EXERCISE DETAILS: Search the listing below for the word "MiBs" and copy each line where it appears.
BEGIN DATA FOR ANALYSIS
PR #264, opened 2024-01-02
Update Benchmarks

smohan-dw:


smohan-dw:
Need to run this again on a machine with an NvEME disk and a CPU with better single-thread performance.

[-] Failed the machine benchmark:\n2024-01-02 18:40:21 Running machine benchmarks...
2024-01-02 18:40:47
+----------+----------------+-------------+-------------+-------------------+
| Category | Function       | Score       | Minimum     | Result            |
+===========================================================================+
| CPU      | BLAKE2-256     | 863.60 MiBs | 783.27 MiBs | ✅ Pass (110.3 %) |
|----------+----------------+-------------+-------------+-------------------|
| CPU      | SR25519-Verify | 402.96 KiBs | 560.67 KiBs | ❌ Fail ( 71.9 %) |
|----------+----------------+-------------+-------------+-------------------|
| Memory   | Copy           | 4.52 GiBs   | 11.49 GiBs  | ❌ Fail ( 39.4 %) |
|----------+----------------+-------------+-------------+-------------------|
| Disk     | Seq Write      | 240.02 MiBs | 950.00 MiBs | ❌ Fail ( 25.3 %) |
|----------+----------------+-------------+-------------+-------------------|
| Disk     | Rnd Write      | 119.94 MiBs | 420.00 MiBs | ❌ Fail ( 28.6 %) |
+----------+----------------+-------------+-------------+-------------------+
From 5 benchmarks in total, 1 passed and 4 failed (10% fault tolerance).

pallets/schema/src/weights.rs
```diff
@@ -48,44 +47,56 @@
...
-		// Minimum execution time: 25_673_000 picoseconds.
-		Weight::from_parts(26_208_134, 18961)
-			// Standard Error: 94
-			.saturating_add(Weight::from_parts(75_154, 0).saturating_mul(l.into()))
-			.saturating_add(RocksDbWeight::get().reads(1_u64))
-			.saturating_add(RocksDbWeight::get().writes(1_u64))
+		//  Measured:  `661`
+		//  Estimated: `19007`
+		// Minimum execution time: 55_169_000 picoseconds.
+		Weight::from_parts(57_651_421, 19007)
```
END DATA FOR ANALYSIS
SOLVED EXERCISE:
| CPU      | BLAKE2-256     | 863.60 MiBs | 783.27 MiBs | ✅ Pass (110.3 %) |
| Disk     | Seq Write      | 240.02 MiBs | 950.00 MiBs | ❌ Fail ( 25.3 %) |
| Disk     | Rnd Write      | 119.94 MiBs | 420.00 MiBs | ❌ Fail ( 28.6 %) |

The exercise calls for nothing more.